Giannoulias is facing an uphill battle in the polls.  He worked for the family-owned Broadway Bank, which went belly up earlier this year.  Feb 14, 2006, it loaned $22.75 mil to Riverside District Development LLC.  One of the owners is Tony Rezko, Chicago's biggest fixer.  No D in Illinois gets anywhere without him being involved somehow.  (Giannoulias' opponent, Mark Kirk of the R's, is also playing fast and loose with the facts.  He told the Sun Times the family "took $70 million out of the bank before its collapse".  Uh, most of that went to pay taxes, dude.)
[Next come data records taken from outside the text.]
PR #1491, opened 2020-09-25
pillar: Disable vIOMMU for KVM when PCI PT is present

temerkhanov:
vIOMMU enablement requires more elaborate PCI topologies
or logic


temerkhanov:
The most viable vIOMMU use case is nested virtualization with device passthrough. Currently, there are limitations on host device direct assignment imposed by the Linux kernel. Full isolation requires those devices to be unable to communicate directly via P2P transactions or mailboxes/shared memory/etc of multifunction devices. These security implications have been imposed for various large systems with potentially uncontrolled code executed in the VMs. For edge devices VMs/containers are fully controlled and nested virtualization is not in use, so the vIOMMU may be removed from the configuration, saving some overhead.

cshari-zededa:
@temerkhanov can you please make sure that GPU (specifically NVIDIA) pass-through works with your changes, especially on Windows 10 guests.

temerkhanov:
> @temerkhanov can you please make sure that GPU (specifically NVIDIA) pass-through works with your changes, especially on Windows 10 guests.

Configs without vIOMMU have been tested for GPU passthrough on Windows 10 with an ATI card. Only host IOMMU is required to support PCIe passthrough.

eriknordmark:
Closing this

PR #1493, opened 2020-09-25
xen-tools: Reduce the number of string reallocations in QEMU

temerkhanov:


rvs (changes requested):
While this seems reasonable @temerkhanov -- I wonder why do you think we need it -- IOW what's the improvement with this PR.

Have you seen this function in a profiling of some kind (perf, VTune, etc.) sticking out from the rest somehow?

temerkhanov:
> While this seems reasonable @temerkhanov -- I wonder why do you think we need it -- IOW what's the improvement with this PR.
> 
> Have you seen this function in a profiling of some kind (perf, VTune, etc.) sticking out from the rest somehow?

Yes, both pprof and VTune were pointing at it for constant memory reallocation. That is a costly operation in terms of CPU time either

eriknordmark:
Closed based on @rouming's analysis.

PR #1496, opened 2020-09-28
Unmounting baseos partition before writing to it

zed-rishabh:
For version mismatch error, my observations so far
1. I logged in to the device in the error state.
2. Checked ```etc/eve-release``` file, it was pointing to old baseos string
3. Then, I remounted the partition and after that ```etc/eve-release``` pointed to the correct baseos version

So, my understanding is that we need to unmount the partition before writing to it. And, while checking the version in ```baseosmgr``` we will mount it again.

### DIFF
--- a/pkg/pillar/zboot/zboot.go
+++ b/pkg/pillar/zboot/zboot.go
@@ -339,6 +339,12 @@ func WriteToPartition(log *base.LogObject, image string, partName string) error 
 		log.Errorf("WriteToPartition failed %s\n", errStr)
 		return errors.New(errStr)
 	}
+	err := syscall.Unmount(devName, syscall.MNT_FORCE)
+	for err != nil {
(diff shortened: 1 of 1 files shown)


pkg/pillar/zboot/zboot.go
```diff
@@ -339,6 +339,12 @@ func WriteToPartition(log *base.LogObject, image string, partName string) error
 		log.Errorf("WriteToPartition failed %s\n", errStr)
 		return errors.New(errStr)
 	}
+	err := syscall.Unmount(devName, syscall.MNT_FORCE)
+	for err != nil {
+		errStr := fmt.Sprintf("Unmount of %s failed: %s", devname, err)
```
eriknordmark, line 344: That is normal. The case we want to log is when the umount succeeded because that would be odd

zed-rishabh:
We have these changes in https://github.com/lf-edge/eve/pull/1499. Closing this one.

PR #1498, opened 2020-09-28
The DPC_REMOTE_WAIT needs a fix in client.go

eriknordmark:
The recent fix to handle 1970 (no real-time clock - #1456 ) means that client.go needs to proceed to fetch the server signing cert when DPC_REMOTE_WAIT is set.


gkodali-zededa (approved):
LGTM

rvs (commented):
LGTM

PR #2999, opened 2023-01-20
Fixes to make SRIOV work on EVE

DolceTriade:
SRIOV on EVE has most of the code already there, however it seems like there are two bugs which prevent it from working:
- It doesn't plumb the Vflist from the EVE config to the internal PhysicalIOAdapter struct (thus not triggering the code to create VFs)
- It creates VFs with the same assignment domain as the parent forcing them to be passed in together, which defeats the purpose of SRIOV.

With these two changes I'm able to create multiple VFs and pass each individually to their own workload and have them all work.

Tested on an Advantech 1012 using the Intel I350 NIC using two Arch Linux VMs running iperf3 to each other:

```
[root@omgwhy ~]# iperf3 -i 1 -t 10 -c fe80::9477:64ff:fe3f:2ad0%eth1
Connecting to host fe80::9477:64ff:fe3f:2ad0%eth1, port 5201
[  5] local fe80::740e:44ff:fe26:ba18 port 46266 connected to fe80::9477:64ff:fe3f:2ad0 port 5201
[ ID] Interval           Transfer     Bitrate         Retr  Cwnd
[  5]   0.00-1.00   sec   517 MBytes  4.34 Gbits/sec    0   1.10 MBytes
[  5]   1.00-2.00   sec   512 MBytes  4.30 Gbits/sec    0   1.10 MBytes
[  5]   2.00-3.00   sec   516 MBytes  4.33 Gbits/sec    0   1.10 MBytes
[  5]   3.00-4.00   sec   514 MBytes  4.31 Gbits/sec    0   1.39 MBytes
[  5]   4.00-5.00   sec   512 MBytes  4.30 Gbits/sec    0   1.53 MBytes
[  5]   5.00-6.00   sec   514 MBytes  4.31 Gbits/sec    0   1.53 MBytes
[  5]   6.00-7.00   sec   516 MBytes  4.33 Gbits/sec    0   1.53 MBytes
[  5]   7.00-8.00   sec   512 MBytes  4.30 Gbits/sec    0   1.69 MBytes
[  5]   8.00-9.00   sec   512 MBytes  4.30 Gbits/sec    0   1.86 MBytes
[  5]   9.00-10.00  sec   530 MBytes  4.45 Gbits/sec  251   1.27 MBytes
- - - - - - - - - - - - - - - - - - - - - - - - -
[ ID] Interval           Transfer     Bitrate         Retr
[  5]   0.00-10.00  sec  5.04 GBytes  4.33 Gbits/sec  251             sender
[  5]   0.00-10.00  sec  5.03 GBytes  4.32 Gbits/sec                  receiver

iperf Done.
```


rouming:
Nice. Folks @milan-zededa @uncleDecart , please help to review.

pkg/pillar/cmd/zedagent/parseconfig.go
```diff
@@ -1303,6 +1303,20 @@ func parseDeviceIoListConfig(getconfigCtx *getconfigContext,
 					"key: %s, value: %s", key, value)
 			}
 		}
+
+		if ioDevicePtr.Vflist != nil && ioDevicePtr.Vflist.VfCount > 0 {
+			port.Vfs.Count = uint8(ioDevicePtr.Vflist.VfCount)
+			port.Vfs.Data = make([]sriov.EthVF, ioDevicePtr.Vflist.VfCount)
```
rouming, line 1309: What if `port.Vfs.Data = make([]sriov.EthVF, min(port.Vfs.Count, len(ioDevicePtr.Vflist.Data)) ` ?
Just to be sure we don't crash in the loop below if Vfs.Count < len(ioDevicePtr.Vflist.Data).

pkg/pillar/cmd/domainmgr/domainmgr.go
```diff
@@ -2899,6 +2899,8 @@ func createVfIoBundle(pfIb types.IoBundle, vf sriov.EthVF) (types.IoBundle, erro
 	vfIb.Ifname = sriov.GetVfIfaceName(vf.Index, pfIb.Ifname)
 	vfIb.Phylabel = sriov.GetVfIfaceName(vf.Index, pfIb.Phylabel)
 	vfIb.Logicallabel = sriov.GetVfIfaceName(vf.Index, pfIb.Logicallabel)
+	// Don't inherit the parent's AssignmentGroup since VFs will be part of another IOMMU group.
+	vfIb.AssignmentGroup = vfIb.Logicallabel
```
eriknordmark, line 2903: This assumes every vf on every pf will be un a unique iommu group even if their corresponding pfs are in the same group. Do we think we xan have two sriov capable pfs in the same group? Or no such hardware would exist? If it does exist dies it affect the iommu groups for the cfs?

pkg/pillar/cmd/zedagent/parseconfig.go
```diff
@@ -1303,6 +1303,20 @@ func parseDeviceIoListConfig(getconfigCtx *getconfigContext,
 					"key: %s, value: %s", key, value)
 			}
 		}
+
+		if ioDevicePtr.Vflist != nil && ioDevicePtr.Vflist.VfCount > 0 {
```
milan-zededa, line 1307: @uncleDecart I'm bit confused now - I see that we have two places where config for virtual function can be specified:
- https://github.com/lf-edge/eve/blob/9.4/api/proto/config/devmodel.proto#L163
- https://github.com/lf-edge/eve/blob/9.4/api/proto/config/devcommon.proto#L52

Are they somehow merged or which one has the preference?
And how were you able to create and assign VFs if [this field](https://github.com/lf-edge/eve/blob/master/pkg/pillar/types/physicalioadapters.go#L51) is not being set by parseconfig.go (in the current EVE master)?

pkg/pillar/cmd/zedagent/parseconfig.go
```diff
@@ -1303,6 +1303,20 @@ func parseDeviceIoListConfig(getconfigCtx *getconfigContext,
...
+			port.Vfs.Count = uint8(ioDevicePtr.Vflist.VfCount)
+			port.Vfs.Data = make([]sriov.EthVF, ioDevicePtr.Vflist.VfCount)
+			for i, vf := range ioDevicePtr.Vflist.Data {
+				port.Vfs.Data[i] = sriov.EthVF{
+					Index:   uint8(vf.Index),
+					Mac:     vf.Mac,
+					VlanID:  uint16(vf.VlanId),
+					PciLong: port.Phyaddr.PciLong,
```
milan-zededa, line 1315: I believe that each VF has a distinct PCI address, not shared with its PF.
In EVE we discover those PCI addresses [here](https://github.com/lf-edge/eve/blob/9.4/pkg/pillar/sriov/sriov.go#L61-L108).
So as I understand it, PciLong for VF is not supposed to be set here in parseconfig.go

pkg/pillar/cmd/zedagent/parseconfig.go
```diff
@@ -1303,6 +1303,20 @@ func parseDeviceIoListConfig(getconfigCtx *getconfigContext,
...
 		}
+
+		if ioDevicePtr.Vflist != nil && ioDevicePtr.Vflist.VfCount > 0 {
+			port.Vfs.Count = uint8(ioDevicePtr.Vflist.VfCount)
+			port.Vfs.Data = make([]sriov.EthVF, ioDevicePtr.Vflist.VfCount)
+			for i, vf := range ioDevicePtr.Vflist.Data {
+				port.Vfs.Data[i] = sriov.EthVF{
+					Index:   uint8(vf.Index),
+					Mac:     vf.Mac,
+					VlanID:  uint16(vf.VlanId),
```
milan-zededa, line 1314: We should check if the configured VlanId is valid, like we do [here](https://github.com/lf-edge/eve/blob/9.4/pkg/pillar/cmd/zedagent/parseconfig.go#L659-L663).

pkg/pillar/cmd/zedagent/parseconfig_test.go
```diff
@@ -1132,3 +1134,71 @@ func TestInvalidLowerLayerReferences(t *testing.T) {
 	g.Expect(dpc.HasError()).To(BeFalse())
 	g.Expect(dpc.Ports).To(HaveLen(2))
 }
+
+func TestParseSRIOV(t *testing.T) {
```
milan-zededa, line 1138: @DolceTriade Thanks for covering this with a unit test!

pkg/pillar/cmd/zedagent/parseconfig.go
rouming: And to iterate over the `port.Vfs.Data` (of course assignment in the loop has to be changed accordingly).

DolceTriade: Yeah... I wasn't sure how "smart" to make this, but not crashing seems like a good goal.

There is also the possibility of if `len(ioDevicePtr.Vflist.Data) < ioDevicePtr.Vflist.Count`, we generate the unspecified ones but I figured I would send for review and get feedback.

pkg/pillar/cmd/domainmgr/domainmgr.go
DolceTriade: I think this is a fair assumption. The whole purpose of SR-IOV is to be able to passthrough VFs independent of each other and the PF. Grouping them all together defeats this purpose and I don't think any NIC (or any other network accelerator card or GPU) I've used that assigned a VF to the same IOMMU group as any other VF or PF.

uncleDecart: IOMMU groups creation is actually depending on the driver, we can extract that information after creating VFs for PFs. I'm looking into that.

pkg/pillar/cmd/zedagent/parseconfig.go
DolceTriade: fwiw, the 1st one is for the host (EVE) to define how many VFs there should be per NIC and the 2nd link is to define which VF should be passed through to the workload.

pkg/pillar/cmd/zedagent/parseconfig.go
DolceTriade: Ah, let unset this then.

pkg/pillar/cmd/zedagent/parseconfig.go
DolceTriade: ah, good idea

pkg/pillar/cmd/zedagent/parseconfig.go
uncleDecart: We even can just specify `VfList.Count` without specifying any of `VfList.Data`, i.e. we are creating virtual functions specified in vfList.Count and modify ones which are specified in VfList.Data linking it by ID. I.e. I want to create 5 virtual functions and vf3 should have specific parameters AA and vf4 BB

DolceTriade: On second thought, I think we should just ignore the entire PhysicalIO if there is a mismatch. I think things will be wrong if this isn't set up correctly anyways.

DolceTriade:
Thanks for the reviews! I took another stab at it, PTAL. 😄

pkg/pillar/cmd/domainmgr/domainmgr.go
DolceTriade: oh, that's an even better idea. Is it ok to leave this like this then until uncleDecart extracts this info? (I can also make this part of this PR too...)

eriknordmark: @uncleDecart If we can extract the iommu group from the kernel after the vf is created we could come up with a unique name string to use in the assigngrp based on the iommu group; should be done in a way that the name isn't likely to collide with the names picked by spec.sh or manually by humans.

uncleDecart: Yes, and as of now we can actually use `sriov.GetVfIfaceName(vf.Index, pfIb.AssignmentGroup)`

pkg/pillar/cmd/zedagent/parseconfig.go
uncleDecart: I'd actually suggest to iterate over ioDevicePtr.VfList.Data and add necessary Vfs to it. Add it to code below which applies VLANs

pkg/pillar/cmd/domainmgr/domainmgr.go
uncleDecart: @eriknordmark I tested IOMMU groups, on Intel i350 NIC each VF has different IOMMU group. And also we can extract this information from devices. So I think as of now we can leave wrap as I suggested above and have it like this (will not break things). Then I'll create separate PR for determining IOMMU groups for VFs and applying them

uncleDecart:
@DolceTriade there is also one small thing missing. [Here](https://github.com/lf-edge/eve/blob/0f612510a4b26db1fd6153d281389e59197ded29/pkg/pillar/types/assignableadapters.go#L237) we need to include `IoNetEthPF, IoNetEthVF`

DolceTriade:
Ah yeah, nice call. Done.

pkg/pillar/cmd/domainmgr/domainmgr.go
eriknordmark: OK, so should we go ahead and merge this PR now @uncleDecart ?

DolceTriade:
Hmm, the yetus workflow failure seems to be about handling all the cases in the switch state of `IsNet`. Is it ok to leave it like that or does it need to be fixed?

uncleDecart:
@eriknordmark LGTM once we resolve couple points left (AssignmentGroup and parseconfig comment) we can merge it. Fix on AssignmentGroup will come later from me :)

pkg/pillar/cmd/zedagent/parseconfig.go
DolceTriade: Oops, I missed this comment. ok, sgtm.

DolceTriade:
@uncleDecart What was the assignment group comment? It seems to be ok to leave as is and then we can get the IOMMU group dynmically on creation in a subsequent PR?

pkg/pillar/cmd/zedagent/parseconfig.go
DolceTriade: Done.

pkg/pillar/cmd/domainmgr/domainmgr.go
DolceTriade: Updated code to use the suggestion. Thanks :)

pkg/pillar/cmd/zedagent/parseconfig.go
```diff
@@ -1303,6 +1303,46 @@ func parseDeviceIoListConfig(getconfigCtx *getconfigContext,
...
+			if len(port.Vfs.Data) != int(ioDevicePtr.Vflist.VfCount) {
+				set := map[int]struct{}{}
+				for _, d := range port.Vfs.Data {
+					set[int(d.Index)] = struct{}{}
+				}
+				for i := 0; i < int(ioDevicePtr.Vflist.VfCount); i++ {
+					if _, ok := set[i]; ok {
+						continue
+					}
+					port.Vfs.Data = append(port.Vfs.Data, sriov.EthVF{
```
uncleDecart, line 1339: LGTM, just since data entries for each VF are not necessary, we can just append to port.Vfs.Data in line 1320.

uncleDecart:
LGTM

pkg/pillar/cmd/zedagent/parseconfig.go
DolceTriade: I'm not sure I follow. I recall seeing a panic/err in domainmgr if we try to ask for a VF that doesn't exist (which can happen if we set the Count to 8 but only specify 3 VFs in data)? Are you saying that the `Index` field doesn't matter so we can just append empty `sriov.EthVF` structs?

uncleDecart: What I'm saying is that we can specify 8 VFs without configuring them. And we will create `Vfs.Count` Virtual functions and will configure ones which are specified in `Vfs.Data` field. So I can do this in config
1) Specify `Vfs.Count` for 3 and leave `Vfs.Data` empty -- I don't care about VF configuration I want 3 default VFs from my PF. `Vfs.Data` will be empty in that case
2) Specify `Vfs.Count`for 8 and set only 2 VFs inside `Vfs.Data` -- I really care about configuring VF0 and VF5 rest of them can be default. `Vfs.Data` in that case will be smth like: `[{Index: 0, ....}, {Index: 5, ...}]`
3) Specify `Vfs.Count` for 3 and set them all up. 
So basically rule is within `max(Vfs.Data.Index) < Vfs.Count` ; given than `Vfs.Data.Index` are unique numbers

DolceTriade: Isn't this what the code is doing? I'm not sure I can append on line 1320 since I think I need to go through the list once to see which indices are specified and only create the ones that are not specified.

Having the index missing in the data has not worked in my tests.

eriknordmark (approved):
LGTM

DolceTriade:
Are there any action items on my part or will this be merged soon?

PR #3001, opened 2023-01-20
Separate and generalize object-to-number allocator

milan-zededa:
In pillar we now have 3 number allocators with persistence built on top of pubsub publication:
- [appnumallocator.go](https://github.com/lf-edge/eve/blob/master/pkg/pillar/cmd/zedrouter/appnumallocator.go)
- [bridgenumallocator.go](https://github.com/lf-edge/eve/blob/master/pkg/pillar/cmd/zedrouter/bridgenumallocator.go)
- [appnumonunet.go](https://github.com/lf-edge/eve/blob/master/pkg/pillar/cmd/zedrouter/appnumonunet.go)

Most of the code of these allocators is in zedrouter, but some underlying functions are separated to [pillar/uuidtonum](https://github.com/lf-edge/eve/tree/master/pkg/pillar/uuidtonum) and [pillar/uuidpairtonum](https://github.com/lf-edge/eve/tree/master/pkg/pillar/uuidpairtonum) and partially also used from other microservices (well, only from zedmanager to persist purge counter).

The main logic of these allocators is the same, only target objects for which the numbers are allocated differ.

The main problems with the current implementation are:
- hard to understand, not easy to read, type names like UUIDPairAndIfIdxToNum are quite clumsy
- same logic replicated 3 times
- difficult/impossible to re-use elsewhere (a concept of number allocator could be useful outside of zedrouter)
- some hard-coded limits (e.g. allocation limited to 256 numbers max)
- difficult/impossible to customize or extend
- most of the code is tightly-coupled with the zedrouter

In this commit we generalize all these allocators into one customizable implementation, separated from the zedrouter and put into new pillar/objtonum package.
The allocator itself was split into 3 types (first two are interfaces and can have different implementations):
- object-to-number map: allows to store number assignments (e.g. using pubsub for persistence)
- number allocator: allows to allocate number from some integer set (could be a range of numbers <0-255> or something else)
- object-to-number allocator: allocates number for an object and stores the allocation. Uses an object-to-number map and a number allocator (of the caller's choice).

All changes were done in a backward-compatible way - nothing changed in how these number allocations are persisted (neither content nor topic names changed - but note that Go alias was used, learn about it [here](https://yourbasic.org/golang/type-alias/)).
This ensures that EVE upgrade will not be broken (tested).

This commit is first in a series of zedrouter refactoring.


pkg/pillar/cmd/upgradeconverter/UUIDPairToNumConvert.go
```diff
@@ -42,17 +42,17 @@ func convertUUIDPairToNum(ctxPtr *ucContext) error {
 	}
 	defer pubUUIDPairToNum.Close()
 
-	pubUUIDPairAndIfIdxToNum, err := ctxPtr.ps.NewPublication(pubsub.PublicationOptions{
+	pubAppInterfaceToNum, err := ctxPtr.ps.NewPublication(pubsub.PublicationOptions{
```
eriknordmark, line 45: That's fine as the output type, but shouldn't the input type be UUIDPairAndIfIdxToNum? That is what we are currently using.

I don't know if we will need to also support the older systems where we used UuidPairToNum i.e., do a two-step upgrade. Makes sense to check when the UUIDPairAndIfIdxToNum was introduced.

pkg/pillar/types/types.go
```diff
@@ -280,62 +328,121 @@ type UEvent struct {
...
+// AppInterfaceToNum is used to store number assigned to an application interface.
+// The number is unique only within the network instance where the interface
+// is connected to. It is used to generate an IP address for the interface.
+type AppInterfaceToNum = UUIDPairAndIfIdxToNum
+
+// UUIDPairAndIfIdxToNum is a legacy name for a structure holding number allocated
+// to an application interface. Because this name is rather unspecific and quite
+// clumsy, we now use the AppInterfaceToNum alias instead.
+// However, in order to not break EVE upgrades (by changing pubsub topic name),
+// we continue using this name for the underlying structure.
```
eriknordmark, line 359: Does this mean that the topic in the /persist/status will continue to be called UUIDPairAndIfIdxToNum??

pkg/pillar/cmd/upgradeconverter/UUIDPairToNumConvert.go
milan-zededa: The underlying type is still `UUIDPairAndIfIdxToNum` - that is the name that pubsub will get when it will be constructing the destination directory. `AppInterfaceToNum` is just an alias for software developers to use, it has not effect on the compiled code.

pkg/pillar/types/types.go
milan-zededa: Yes, correct, type has not changed, only how we as developers refer to it.

pkg/pillar/cmd/upgradeconverter/UUIDPairToNumConvert.go
eriknordmark: OK, but it would be good to add some comments about this to the upgradeconverter code because it is easy to get confused by the alias.

pkg/pillar/types/types.go
eriknordmark: Can you add some text to specifically say that this ensures that the type=topic in /persist/status remains unchanged as UUIDPairAndIfIdxToNum?

eriknordmark (approved):
LGTM - just some comment suggestions to look at.

PR #3002, opened 2023-01-22
Use TPMEvent function instead of TPMExtend in measure-config 

mikem-zed:
TPMExtend extends only a PCR in a specified bank (e.g. SHA256). We need to extend PCRs in all available banks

Campaign commercials for Giannoulias feature Obama making stump speeches about how wonderful he is and kind of push him to the background.  If he wins, it will be seen as proof that Obama is not a liability to candidates.  If he flops, Rahmbo will return to Washington.

An Emanuel campaign effectively kneecaps Guitierez's campaign.  Rahmbo moves too quickly, he was the head of Daley's Hispanic patronage army, so he likely has lots of favors he can call in to sew up the Hispanic block.  Tom Dart is Daley's friend, and while he doesn't get along with Madigan, Madigan has given his blessing.  Faced with a bigger pain in the ass gunning for the biggest city in Illinois, Madigan will start shifting resources towards Dart to try to beat this guy.

That takes care of the Hispanic and white tribes in Chicago, what about the blacks?  With Triple J (Jesse Jackson Jr.) officially a street pizza, Meeks is still looking like the front runner, despite some comical competition.  Roland "Tombstone" Burris wants to run.  Burris has an ego the size of Canada.  Oak Woods Cemetery has a tombstone monument for him, and it's huge.  It features the word "trailblazer".  Burris likely chiseled it there himself.  Never mind that he ran for mayor back in 1995 and only got 36 percent of the vote, and that was before he became the flak catcher for Illinois D's in Congress.  Also talking is Carol Mosley Braun.  Braun was once famously described by Aaron Freeman as "the first politician to destroy their career without making any money".  Braun has a LOT of baggage, and if she makes it to the run-off, she's gonna get spanked.  The question is, can the black tribe have enough support to lift Meeks to the run-off?  Remember, getting people keyed up about politics is one thing.  Getting them to actually go to the voting booths is a whole other problem.